# Share your caliper knowledge with me



## sofalinux (May 28, 2009)

I just bought a HF caliper model 66541 http://www.harborfreight.com/cpi/ctaf/displayitem.taf?function=Search
I looks like it is all I need and so far it is fun to play around with. But my question is this...
What does a better one offer me? This one easily measures 1/10" on the slide and 0.001" on the dial.
I see that the better ones offer more measurements on the slide and I am not sure about on the dial.
This one lists for $19 and was on sale at the store for $15. Maybe I'll watch the sales and consider returning this one and get a better one if you can tell me what I am missing. But for now this is good enough to learn on.


----------



## BHOFM (Oct 14, 2008)

For woodworking, comparing drill bits to dowels, and checking fasteners
it will be fine. Maybe checking sheet metal gauge and such.

The better ones just last longer. I am still using my first one, Craftsman
1962, which I paid $19.95, a weeks pay at the time. $300+ by todays
rate.

+ or - .001 is way above most wood working needs.

Keep them and get a better set later. When you drop them on a
cement floor, the floor don't know prices!:no:

I have a cheaper set I use around the shop and get the Craftsmans
out when I feel I need them. I also have a full set of micrometers.
Which I seldom use these days.

When you decide to get a better, get a good set, like this:

http://www.nationaltoolwarehouse.com/xq/asp/N.Dial-Caliper-0-to-6-/PID.CEN-6427/prodid.13683/TID.%7B13706B4C-C64E-4110-8D43-FCBDD032F4BD%7D/qx/product.htm

Top of the line at a decent price and your great grand children can
use them.

This is my tool of choice in the shop for general checking. Mine is
brass and very old and dead on!










Amazon.com: Central Tools 6506 Stainless Steel Slide Rule Caliper 0-4" 0-100mm": Automotive


----------



## cabinetman (Jul 5, 2007)

I would recommend a digital over a dial. The older I get the easier they are to read.


----------



## BHOFM (Oct 14, 2008)

cabinetman said:


> I would recommend a digital over a dial. The older I get the easier they are to read.


Tell us again about how you planted the redwoods!

:laughing::laughing::laughing:

_Sorry_:no:


----------



## rrich (Jun 24, 2009)

BHOFM said:


> Tell us again about how you planted the redwoods!
> 
> :laughing::laughing::laughing:
> 
> _Sorry_:no:


Cutting by cutting... :laughing:


----------



## rrich (Jun 24, 2009)

For two bucks, you can't go wrong with this one, or six. Seriously, I have three or four laying about the shop.

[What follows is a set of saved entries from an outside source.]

PR #1476, opened 2026-09-02
feat(node-gi): bundle the http(s) source and its TLS

JumpLink:
The runtime bundles ship `playback` — playbin3 and uridecodebin3, elements whose entire job is to take a URI — while the only source behind them was `filesrc`, riding in on `coreelements`. So the bundles advertised URI playback and could open exactly one scheme.

Measured on the published `darwin-x64` and `win32-x64` bundles:

| | |
|---|---|
| `Gst.ElementFactory.make('playbin3' \| 'decodebin3' \| 'filesrc')` | an element |
| `Gst.ElementFactory.make('souphttpsrc')` | **null** |
| `Gio.tls_backend_get_default().supports_tls()` | **false** |

A desktop app played its bundled podcast episode and found no source element for its live stream, on the two platforms where the bundle **is** the runtime.

## The half that would have looked finished

Fixing only the first row ships a broken feature that reads as working. `GTlsConnection` has no implementation inside GIO: glib-networking ships one as a module GIO `g_module_open`s out of a directory whose compiled-in default is the **build machine's** prefix. The bundles ship their own `libgio` and shipped no module, so every TLS request in a bundle-activated process got the dummy backend — and `souphttpsrc` reports that as `Internal data stream error`, a network error to read and a missing module in fact. `@gjsify/{tls,http2,ws}` fail the same way one layer up.

Neither payload is reachable by a link walk **on darwin**, so both are seeded explicitly — the third instance of the shape librsvg established. There the plugin `g_module_open`s libsoup by leaf name (so `otool -L` reports glib and gstreamer and nothing else), and nothing links a GIO module at all. On **win32** gst-plugins-good takes the `host_system == 'windows'` branch and *links* libsoup — `gstsoup.dll`'s import table names `soup-3.0-0.dll` — so the seed there is load-bearing only for `Soup-3.0.typelib`'s backing, which is what its comment now says.

## Gates, so absence fails the build and not the user

- The TLS backend is a declared `tls-backend` runtime data set, so an empty module dir fails the build *and* `verify-bundle-manifest.mjs` before publish.
- `GST_REQUIRED_PLUGINS` (`app`, `playback`, `soup`) names the plugins whose absence is a build failure rather than a counted skip, checked against the set the builders actually copied. The existing zero-plugin check passed while the one element an app asked for was missing.
- Windows gains two gvsbuild projects (`glib-networking`, `libsoup3`) and a second invocation, because gst-plugins-good's `soup` feature is meson `auto` and **silently** produces no plugin when libsoup is absent from the prefix. The prefix assertion now names `gstsoup.dll` instead of counting plugins.

## Cost

Measured per platform as the file-set difference between the published `0.45.0` bundle and this branch's own CI artifact — the two are **not** the same order of magnitude:

| | added | bundle | |
|---|---|---|---|
| darwin-x64 | **9.36 MiB** | 72.7 MiB | +13 % |
| win32-x64 | **47.80 MiB** | 77.5 MiB | **+62 %** |

The darwin total matches what this PR first claimed; its *base* did not (85 MiB is the bundle **after** the addition). win32 was never measured, and 34 MiB of its 47.8 is **ICU** — `icudt78.dll` alone is 31.6 MiB — pulled in transitively because gvsbuild builds libpsl against ICU where Homebrew builds it against libidn2 + libunistring. Nothing about the decision needs ICU; reducing it is gvsbuild-side follow-up, recorded in ADR 0037 rather than treated as solved.

The licence characterisation was also wrong. The payload is **mixed**, not all LGPL: LGPL-2.1+/LGPL-3+ (libsoup, glib-networking, gnutls and its closure), **Apache-2.0** (OpenSSL 3 — gvsbuild's TLS backend is `gioopenssl`, not `giognutls`), **MIT** (libpsl, nghttp2, MIT Kerberos), BSD (p11-kit), Unicode (ICU), public domain (SQLite). The substantive claim survives: no codec and no patent-encumbered decoder enters, which is the category the allowlist header keeps out.

## Scope

The curation rule is not widened by argument. What was in question is where the audio path *begins*: reading a URI is the same operation as `filesrc`, which already ships. Encoders, video decode, capture, and streaming **sinks**, servers and adaptive-streaming demuxers stay out. `appsrc` remains the right answer for bytes you already hold, and nothing here changes it.

## Notes for review

- ~~This has not been proven on a built bundle yet.~~ **It has.** This PR's run assembled the widened bundle on all three targets from this checkout — `macos-gtk-windowing-runtime` (both arches) and `windows-gtk-windowing-runtime` (45m37s, the cache-key bump forced a real gvsbuild rebuild) — and every downstream job consumes that run's `actions/upload-artifact`, not a published tarball. `gst-elements.test.mjs` passed 4/4 on the staged darwin-x64 bundle, `souphttpsrc` and the TLS backend included; the win32 prefix assertion found `gstsoup.dll` and 2 GIO modules. The caveat is resolved. (The separate `GTK suites on the shipped closure` legs *do* npm-install the **published** bundle, so their green says nothing about this change.)
- ADR is numbered **0037**: it was written as 0034 against an older `main`, which has since taken 0034 through 0036. No collision; `docs/adr/README.md` is consistent.
- ADR status stays **`Accepted`**. That is the repo's convention for a decision landing with its implementation (30 of 37 ADRs are `Accepted`), and this one ships builders, gates, tests and a green build of the artifact. The three `Proposed` ADRs above it are proposals whose implementation has not landed — a different situation, not a precedent.

## Review corrections landed on this branch

- **A real defect, fixed:** the darwin closure walk copied all 24 GStreamer plugins into flat `lib/` as well, +3.4 MiB of duplicates. `otool -L` prints a dylib's own `LC_ID_DYLIB` among its dependencies and `otoolDeps` dropped one line as "the id" when line 0 is the `<file>:` header. Inert until `resolveBrewDep` began resolving whole references for keg-only formulas, at which point the id resolved to the plugin itself. Verified on the artifact: 24/24 plugins duplicated, 0/1 GIO modules (a loadable bundle has no id) — the control that identifies the mechanism. Gated for the class via `duplicatedModuleLeaves()` in both builders, with unit tests.
- **Still open, and it should block publish:** `libcrypto-3-x64.dll` and `libssl-3-x64.dll` ship in the win32 bundle with **no licence text** (45 components attributed, none is OpenSSL). The win32 licence step attributes by *prefix*, and `assertLicenseCoverage` runs its per-binary checks only under `per-binary` attribution, so an unlicensed family is invisible to every gate. Apache-2.0 § 4 requires the licence to travel with the binary. **INTRODUCED by this PR, not merely exposed** — corrected after measuring the published tarball rather than reasoning about the gate. `npm pack @gjsify/gtk-runtime-win32-x64@0.45.0` contains **zero** files matching `libcrypto`/`libssl`, and 45 licence texts of which none is OpenSSL. The DLLs arrive because this change adds `glib-networking` and `libsoup3` to the gvsbuild build and gvsbuild's TLS backend is `gioopenssl`. What IS pre-existing is the gate weakness that lets it through: prefix attribution plus `assertLicenseCoverage` running its per-binary checks only under `per-binary`. So the hole is old and the payload falling into it is new, which is why this blocks publish rather than being filed as debt.

### DIFF
--- a/.github/workflows/gtk-os-suites.yml
+++ b/.github/workflows/gtk-os-suites.yml
@@ -364,8 +364,17 @@ jobs:
       # bundle's own recorded platform to THIS runner, so an artifact mixup cannot
       # run the arm64 closure on Intel and surface four steps later as an
       # inscrutable dlopen error.
+      #
+      # `--allow-legacy-license-record` is what tells the shared gate this is the
+      # PUBLISHED-closure role and not the pre-publish one. `licenses.binariesCovered`
+      # postdates the 0.45.0 tarballs, so requiring it here turned all three of these
+      # legs red at once over a property no already-published artifact can acquire —
+      # only the next release writes it. The allowance is narrow (an absent record
+      # only; a recorded ZERO still fails here) and self-retiring (the step prints that
+      # the flag is droppable the first time a published bundle carries the field).
+      # release.yml passes NO flag: there the bundle was just built.
       - name: Verify the published bundle's manifest
-        run: node packages/node-gi/scripts/verify-bundle-manifest.mjs --bundle "packages/node-gi/node-gi/prebuilds/$TARGET/gtk" --expect-host-target darwin
+        run: node packages/node-gi/scripts/verify-bundle-manifest.mjs --bundle "packages/node-gi/node-gi/prebuilds/$TARGET/gtk" --expect-host-target darwin --allow-legacy-license-record
 
       # Which two halves this run paired, in the log rather than in a reader's head.
       - name: Report the pairing this run measured
@@ -509,8 +518,10 @@ jobs:
       - name: Stage the SHIPPED closure (published bundle + published addon)
         run: node packages\node-gi\scripts\stage-published-gtk-runtime.mjs --link-into packages\framework\gtk-host --link-into packages\framework\react-native
 
+      # `--allow-legacy-license-record` for the same reason as the darwin leg above:
+      # the PUBLISHED closure, whose manifest predates `licenses.binariesCovered`.
       - name: Verify the published bundle's manifest
-        run: node packages\node-gi\scripts\verify-bundle-manifest.mjs --bundle "packages\node-gi\node-gi\prebuilds\%TARGET%\gtk" --expect-host-target win32
+        run: node packages\node-gi\scripts\verify-bundle-manifest.mjs --bundle "packages\node-gi\node-gi\prebuilds\%TARGET%\gtk" --expect-host-target win32 --allow-legacy-license-record
 
       - name: Report the pairing this run measured
         run: |
--- a/.github/workflows/node-gi.yml
+++ b/.github/workflows/node-gi.yml
@@ -1596,8 +1596,13 @@ jobs:
       HOMEBREW_NO_AUTO_UPDATE: '1'
       HOMEBREW_NO_INSTALL_CLEANUP: '1'
     steps:
+      # `glib-networking` is NAMED although brew's `gstreamer` already depends on it.
+      # It supplies lib/gio/modules/libgiognutls.so — the GIO TLS backend the bundle
+      # ships as its `tls-backend` data set, without which souphttpsrc resolves and then
+      # fails on every https URL. A transitive dep is a fact about today's formula; this
+      # is the one the builder asserts.
       - name: Install GTK4 + Adwaita + GtkSource + icons + GObject-Introspection (build-time closure source)
-        run: brew install gtk4 libadwaita gtksourceview5 adwaita-icon-theme gobject-introspection cairo pango gdk-pixbuf graphene pkg-config gstreamer
+        run: brew install gtk4 libadwaita gtksourceview5 adwaita-icon-theme gobject-introspection cairo pango gdk-pixbuf graphene pkg-config gstreamer glib-networking
 
       - name: Use Node.js 24
         uses: actions/setup-node@v4
@@ -2452,7 +2457,7 @@ jobs:
         uses: actions/cache@v4
         with:
           path: C:\gtk-build\gtk\x64\release
-          key: gvsbuild-gtk4-gst-gi-${{ env.GVSBUILD_VERSION }}-x64-v2
+          key: gvsbuild-gtk4-gst-soup-gi-${{ env.GVSBUILD_VERSION }}-x64-v3
 
       # Build-time closure SOURCE only. Verbatim from the `windows` job.
       - name: Download + extract gvsbuild GTK4 (build-time closure source)
@@ -2544,6 +2549,19 @@ jobs:
           # caught it, at the prefix, instead of three jobs later as "no element
           # decodebin" — typelibs are the only reason we build this from source
           # rather than lifting a binary.
+          # TWO INVOCATIONS, AND THE ORDER IS THE POINT. gst-plugins-good's `soup`
+          # feature is meson `auto` and its ext/soup/meson.build calls `subdir_done()`
+          # with a MESSAGE, not an error, when neither libsoup2 nor libsoup3 is found —
+          # so building -good against a prefix without libsoup produces a complete,
+          # green build with no gstsoup.dll in it, which is exactly the silent gap
+          # gst-plugins.mjs § soup was measured on. gst-plugins-good does not DECLARE
+          # libsoup3 as a gvsbuild dependency, so nothing orders the two for us.
+          # `glib-networking` is named although libsoup3 already depends on it: it is
+          # the GIO TLS backend the bundle ships as its `tls-backend` data set, and on
+          # Windows the soup plugin LINKS libsoup (ext/soup/meson.build takes the
+          # `host_system == 'windows'` branch instead of the dlopen loader), so an
+          # https URL would still fail on the missing module alone.
+          gvsbuild build --configuration release --vs-ver $vsVer --enable-gi --build-dir C:\gtk-build glib-networking libsoup3
           gvsbuild build --configuration release --vs-ver $vsVer --enable-gi --skip libvpx --build-dir C:\gtk-build gstreamer gst-plugins-base gst-plugins-good
 
       - name: Assert GStreamer landed in the prefix (typelibs + plugins)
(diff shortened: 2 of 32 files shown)


JumpLink:
## The publish blocker is closed — and it was a gate that could not fail, not one payload

Rebased onto `origin/main` first (17 commits, no conflicts), then fixed the licence blocker this PR recorded.

### What the blocker actually was

`libcrypto-3-x64.dll` / `libssl-3-x64.dll` shipping with no licence text was the symptom. The cause is that `assertLicenseCoverage` ran its per-binary rules **only** under `per-binary` attribution, and the win32 call passes `prefix` — so what it asserted was *"at least one licence text was recovered"*. **A corpus of one file would have passed it.**

Measured on this branch's own `gtk-runtime-win32-x64-windowing` artifact rather than reasoned about:

| | |
|---|---|
| binaries shipped (`bin/` + `lib/**`) | **89** |
| projects the gvsbuild prefix documents | **45** |
| binaries whose project is documented **nowhere** | **14** |

The eight undocumented projects: `glib` (six DLLs — `libglib`, `libgobject`, `libgio`, `gmodule`, both `girepository`; LGPL-2.1-or-later), `freetype`, `graphene`, `libtiff`, `libxml2`, `zlib`, `sqlite`, `openssl`. **Only OpenSSL is new to this PR** — GLib has been unlicensed in every published win32 tarball, and the notice's "over-inclusive rather than silent" claim was true in one direction and empty in the other (it documents `cairomm`, `gtkmm`, `pycairo`, `protobuf` … which the bundle does not carry).

### How it is fixed

**Not** by moving win32 to `per-binary`: per-DLL attribution still is not recoverable from a flat gvsbuild prefix, so claiming one in the shipped notice would be inventing it. What was wrong is not that claim — it is that prefix attribution was *unfalsifiable*.

- **`WIN32_LICENSE_FAMILIES`** declares which project each bundled leaf belongs to. A **name map, never a statement of terms** (the terms still come from the build prefix), so it cannot make a false licence claim; and unlike a hand-listed licence *set* it cannot drift silently, because the gate walks the binaries the builder actually copied — a leaf the table does not know fails the build **by name**.
- **`assertLicenseCoverage` refuses a binary whose family the corpus documents no text for, in either mode**, and refuses `prefix` attribution offered with no family table at all. One gate, one registry — no second mechanism.
- The binaries checked are now **every** binary the tarball carries — GIO modules, GStreamer plugins, pixbuf loaders — matching what darwin already did.
- Where gvsbuild documents nothing (no install step for some; OpenSSL's project installs `LICENSE` while OpenSSL 3 ships `LICENSE.txt`), the text comes from the **upstream release the prefix pins**, vendored under `gtk-runtime-win32-x64/licenses-not-in-prefix/` with per-file provenance. The prefix stays authoritative and is never overridden, and a text enters only for a project some binary in *that variant* needs — the display-free bundle ships no OpenSSL terms.
- `manifest.licenses.binariesCovered` is recorded on **both** platforms and `verify-bundle-manifest.mjs` refuses a bundle without it, so a tarball from a pre-gate builder cannot publish either.

### The gate is red without the fix — shown, not assumed

Replaying the artifact's own binary set against its own corpus:

```
binaries shipped : 89
components in prefix corpus: 45
OLD gate problems: 0   <-- the published bundle passed
NEW gate problems: 14
    libcrypto-3-x64.dll is openssl, and no license text ships for openssl
    libssl-3-x64.dll is openssl, and no license text ships for openssl
    gio-2.0-0.dll is glib, and no license text ships for glib
    …
```

Second control: deleting one vendored directory (`licenses-not-in-prefix/openssl`) turns the unit suite red and names exactly those two DLLs and nothing else. `gtk-runtime-bundle-gates.test.mjs` 43/43, `release-bundle-gate` 40/40, `oxfmt --check` and `oxlint` clean (the latter verified with a discriminator).

ADR 0037's consequence is rewritten from "open, must not publish" to what actually happened, and `gst-plugins.mjs`'s pointer to it no longer says the OpenSSL text is missing.

**Bundle cost is unchanged** by this commit; the numbers in the PR body still stand: darwin-x64 **+9.36 MiB** (72.7 MiB total, +13 %), win32-x64 **+47.80 MiB** (77.5 MiB total, **+62 %**), of which 34 MiB is ICU (`icudt78.dll` alone 31.6 MiB) pulled in because gvsbuild builds libpsl against ICU. The vendored licence texts add ~70 KiB.

JumpLink:
## The three red `GTK suites on the shipped closure` legs — cause and fix

Short answer to the three questions: **it was mine, it was not the check being too strict, and it could not be fixed by rebuilding a manifest.** Pushed as `fix(node-gi): scope the coverage record to publish`.

### 1. Is the check too strict?

No — and specifically not in the way suspected. `binariesModified: true`, `install_name_tool` and the ad-hoc `codesign` live in `licenses.modifications` and are read by nothing in the coverage path. Coverage has never demanded a licence file *per binary*: on darwin every dylib from one keg shares that keg's texts, and on win32 a whole family shares its project's. The failing message names one thing only — the manifest has no `binariesCovered` field.

### 2. Can it be fixed by rebuilding the manifests?

Not from this PR. That step gates **the tarball a consumer already receives**: `stage-published-gtk-runtime.mjs` npm-installs `@gjsify/gtk-runtime-*@0.45.0` and the gate reads *that* manifest. It was written before the field existed; only the **next release** can produce one carrying it. So I had made a shipped artifact fail a check it can never pass — a permanently red leg, not a gate.

`verify-bundle-manifest.mjs` has two roles and I had only thought about one:

| role | call site | bundle under test |
|---|---|---|
| pre-publish | `release.yml` (both legs) | built in the same job → **must** carry the record |
| shipped closure | `gtk-os-suites.yml` ×3 | published 0.45.0 → predates the record |

The requirement now belongs to the first role. The two shipped-closure sites pass `--allow-legacy-license-record`; `release.yml` passes nothing.

**This does not relax what the gate measures.** The two cases are deliberately split:

- an **absent** record = a manifest older than the record → excusable, published-closure role only;
- a **recorded zero** = a builder saying it covered nothing → still fatal in *every* role.

And it is self-retiring in both directions: used, the step prints what it let through; unused, it prints *"--allow-legacy-license-record was not needed … Drop the flag from the call site"* — which is the first run after a release ships a manifest with the field. Three e2e cases pin both edges plus the recorded-zero case (`release-bundle-gate` 43/43, `gtk-runtime-bundle-gates` 43/43, format + lint clean).

### 3. Is `main` red on the same legs?

**No.** `gtk-os-suites.yml` on `main` is green on the last four commits (`e523066c6`, `3356ac7c6`, `ca4980ff5`, `d8483ebcb`). The field does not exist there, so the check does not exist either. The breakage was introduced by my previous commit and is fixed by this one — not a pre-existing fracture, and nothing to carry into the PR body as inherited debt.

### Where the win32 licence gate stands meanwhile

`Windows GTK runtime bundle (build)` went **green on the real gvsbuild prefix** with the new coverage gate in place — the first independent confirmation that the family table plus the vendored corpus covers a real bundle rather than only the artifact I measured. The `--windowing` legs were still running when this went up.

JumpLink:
### CI after the scoping fix — the three red legs are resolving green

| leg | before | now |
|---|---|---|
| GTK suites on the shipped closure (**win32-x64**) | fail | **pass** |
| GTK suites on the shipped closure (**darwin-x64**) | fail | **pass** |
| GTK suites on the shipped closure (**darwin-arm64**) | fail | queued for a macOS runner |

**34 pass, 0 fail**, 2 pending (both only waiting on macOS runners), 2 skipping. Also green on the way through, and the ones that matter for this change:

- **`Windows FULL-windowing GTK runtime bundle (build)`** — the decisive one. The `--windowing` win32 bundle assembled with `gstsoup.dll`, the GIO modules and `libcrypto`/`libssl` in it, **through the new coverage gate over all 89 shipped binaries**. So the family table plus the vendored corpus holds on the real gvsbuild prefix, not just on the artifact I measured it against.
- `Windows GTK runtime bundle (build)` — the display-free variant, same gate, different prefix (the plain GTK4 zip, 37 DLLs).

Not merging — over to you.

http://www.harborfreight.com/cpi/ctaf/displayitem.taf?Itemnumber=7914

It reads to 1/128" which is more than enough for woodworking.

Just when you buy them, make sure that when they read zero when the jaws are closed. You can generally squeeze them closed while still in the package.


----------



## firehawkmph (Apr 26, 2008)

Daryl,
I have a dial one I got from Rocklers. It reads in fractions of an inch, which to me, corresponds to woodworking much easier that decimals. Unless you are used to decimals that is.
Mike Hawkins


----------



## sofalinux (May 28, 2009)

Well, its a good thing that my woodworking skills are not as precise as all of you guys are. I've been trying to get an acurate measurement of my blade-to-mitre alignment. I get a differant measurement nearly every time. Apparently the slightest deviation from holding the caliper perfectly level will knock the measurement way off. Same with holding the caliper precisely perpendicular to the blade. I can see where a indicater would work better for this. 
I understand what kind of variation I am looking for between the front and back of the blade. But can someone explain how to eliminate deviations on measurements taken repeatedly at the same spot?


----------



## BHOFM (Oct 14, 2008)

> But can someone explain how to eliminate deviations on measurements taken repeatedly at the same spot?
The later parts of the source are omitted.